You've got to check local codes on this one. There are just too many variables, by municipality, to give a blanket answer.

Generally, if you don't pull a permit for something you should have, you will - at best - get snagged if/when you go to sell the house.


----------



## hal74 (Nov 7, 2011)

DrHicks said:


> Generally, if you don't pull a permit for something you should have, you will - at best - get snagged if/when you go to sell the house.


and is this a legal code enforcement kind of snag or having to negotiate with the buyer?


----------



## 95025 (Nov 14, 2010)

hal74 said:


> and is this a legal code enforcement kind of snag or having to negotiate with the buyer?


I can't say for sure. I've never encountered it when I've bought or sold.

Again, I'd recommend checking into local codes. It's all a guessing game without doing that.


----------



## md2lgyk (Jan 6, 2009)

DrHicks said:


> I can't say for sure. I've never encountered it when I've bought or sold.

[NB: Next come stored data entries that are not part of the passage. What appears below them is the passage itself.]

PR #2126, opened 2020-09-30
Fix: IDL bug in evaluate causing dimension truncation in mdsvalue

### LINKED ISSUE #2125: mdsvalue truncates data with dimensions of size 1
When uploading data to mdsplus using mdsput or mdsvalue using a VM in idl (without a license), mdsvalue removes degenerate dimensions (dimensions of size 1) before uploading them to mdsplus. The result is that the dimensions of the data get truncated in idl and the data is uploaded with the degenerate dimensions removed. The bug was narrowed down to be in idl/mdsvalue starting at like 67. When the statements below are not run in a VM (with full idl license) the idl "execute" function is used and the data retains its dimensions and is uploaded correctly. However, when run in a VM, the "evaluate" function is used instead and the data has its degenerates removed by this function before being uploaded by mdsplus.
The following code below can be used to reproduce the bug in idl:

Code:
 psin = [1,2,3]
    psin = REFORM(psin,3,1,/OVERWRITE)
    help,psin
    print,size(psin)
    result = MdsValue('TreePut($,$,$)','\PSIN','BUILD_SIGNAL(BUILD_WITH_UNITS($,\PSIN:UNITS),*,*)',psin,/quiet,status=stat)
    help,psin
    print,size(psin)
Output when using VM:
PSIN            INT       = Array[3, 1]
           2           3           1           2           3

PSIN            INT       = Array[3]
           1           3           2           3
Note: The data uploaded to mdsplus server also has the same truncated dimensions above.

Output when using full idl license:
PSIN            INT       = Array[3, 1]
           2           3           1           2           3

PSIN            INT       = Array[3, 1]
           2           3           1           2           3

Opened branch and pull request with proposed solution that is confirmed to work:
link: https://github.com/MDSplus/mdsplus/pull/2126

orozda:
These changes were made to fix bug brought up in issue 2125, more info in issue.
Link: https://github.com/MDSplus/mdsplus/issues/2125

in file idl/mdsvalue.pro, starting at line 27, mdsvalue uses either idl function execute or custom function "evaluate" depending on whether it is being called from VM. The issue was narrowed down to be in "evaluate" function. The logic added would remove the need to call execute or evaluate, since they are only used on a string and must fit into one of the case statements.

### DIFF
--- a/idl/mdsvalue.pro
+++ b/idl/mdsvalue.pro
@@ -64,11 +64,27 @@ function MdsValue,expression,arg1,arg2,arg3,arg4,arg5,arg6,arg7,arg8,arg9,arg10,
     if not status then return,0
     n = n_params()
     Mds$SendArg,sock,n,0,expression
-    if (vm_being_used) then begin
-      for i=1,n-1 do x = evaluate('Mds$SendArg,sock,n,i,arg'+strtrim(i,2))
-    endif else begin
-      for i=1,n-1 do x = execute('Mds$SendArg,sock,n,i,arg'+strtrim(i,2))
-    endelse
+    for i=1,n-1 do begin 
+          case (i) of ;This case statement replaces the logic to use idl function execute or evaluate
+          ; replacing this logic with a case statement, removes the dependence on an idl license and evaluate (removing bugs in evaluate)
+              1:Mds$SendArg,sock,n,i,arg1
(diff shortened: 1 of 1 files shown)


zack-vii (approved):
I assume you tested it.. i like what you promised in the comment

joshStillerman:
retest this please

PR #2127, opened 2020-10-06
fix: python wrong comparison

AndreaRigoni:
You should use **== and !=** to compare variables **values** and use the Python **is** and **is not** operators only when you want to **check whether two variables point to the same memory address**.

taken from: [https://realpython.com/python-is-identity-vs-equality/](https://realpython.com/python-is-identity-vs-equality/)


zack-vii (approved):
Strings in python are reused so 'is' should work as well and is faster. but if that has changed or is not valid for all versions this should work too.

PR #2134, opened 2020-10-16
Build: there are no globus 32bit RHEL8 rpms

joshStillerman:
Remove the -with-gsi 32 bit tests for RHEL8 since there are no
32 bit globus RPMS


zack-vii (approved):
should do the trick

PR #2893, opened 2025-03-27
Fix: ensure SsINTERNAL not treated as OK status

mwinkel-dev:
This is a partial fix for Issue #2741.  (There are other occurrences of `SsINTERNAL` in the source code that still need to be fixed.)

Note that `SsINTERNAL` is NOT an MDSplus error code.  Because `SsINTERNAL` has a value of `-1`, its low-order bit is set.   Therefore, if `SsINTERNAL` is passed to a macro that tests MDSplus error codes, the macro will erroneously treat `SsINTERNAL` as a flavor of "success".

The long-term fix is to eventually change `SsINTERNAL` to be `-2` or some other value that will be a valid MDSplus error code.   However, extensive cross-version testing will be needed before that switch can be made.

### DIFF
--- a/mdstcpip/mdsipshr/ConnectToMds.c
+++ b/mdstcpip/mdsipshr/ConnectToMds.c
@@ -90,6 +90,10 @@ static int do_login(Connection *c)
   else
   {
     Message *mrecv = GetMdsMsgTOC(c, &status, 10000);
+    // SsINTERNAL has low order bit set so is erroneously treated as OK.
+    if (status == SsINTERNAL) {
+      status = MDSplusERROR;
+    }
     if (STATUS_NOT_OK)
     {
       perror("Error during login: recv");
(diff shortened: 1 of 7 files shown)


mwinkel-dev:
Note that `SsINTERNAL` is used mostly in the "server" code.   Thus, the following routines can return a status of `SsINTERNAL`.

- send_bytes()
- get_bytes_to()
- SendMdsMsgC()
- GetMdsMsgTO()
- GetMdsMsgTOC()

After extensive cross-version testing is done and `SsINTERNAL` is upgraded to a true MDSplus error code, then all the special handling of `SsINTERNAL` in the "server" code can be cleaned up.

Purpose of this PR is just to make sure that communication errors are not swallowed and hidden by the status macros that treat `SsINTERNAL` as a "success".

WhoBrokeTheBuild (approved):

Me either. I've owned ten houses over the years, and remodeled some portion of every one of them. Other than for a chimney, I've never pulled a permit for anything. Nary a problem selling any of the houses. 

When I bought some of these houses, I knew they contained what had to be unpermitted work because it was shoddy and incorrectly done. But I didn't care - it was stuff I planned to gut and replace anyway.


----------



## DangerMouse (Jul 17, 2008)

Hmmmm.... fine line between repair and replumb....

DM


----------



## hayduke (Nov 8, 2011)

DangerMouse said:


> Hmmmm.... fine line between repair and replumb....
> 
> DM


I like that answer as I contemplate a similar project. I guess I'm not "replumbing" my house. I'm just repairing one half of it. As long as I leave some of the old pipes in, it's not a replumb, right? LOL :wink:


----------



## ddawg16 (Aug 15, 2011)

It kind of boils down to this.....

You go to sell the house....one of the selling points "All new plumbing." Ok...buyer is happy...buys the house....but another potential buyer might go down and check to see what permits were pulled. If non for the plumbing....they now have their "get out of contract" card....or, they negotiate you down on the price.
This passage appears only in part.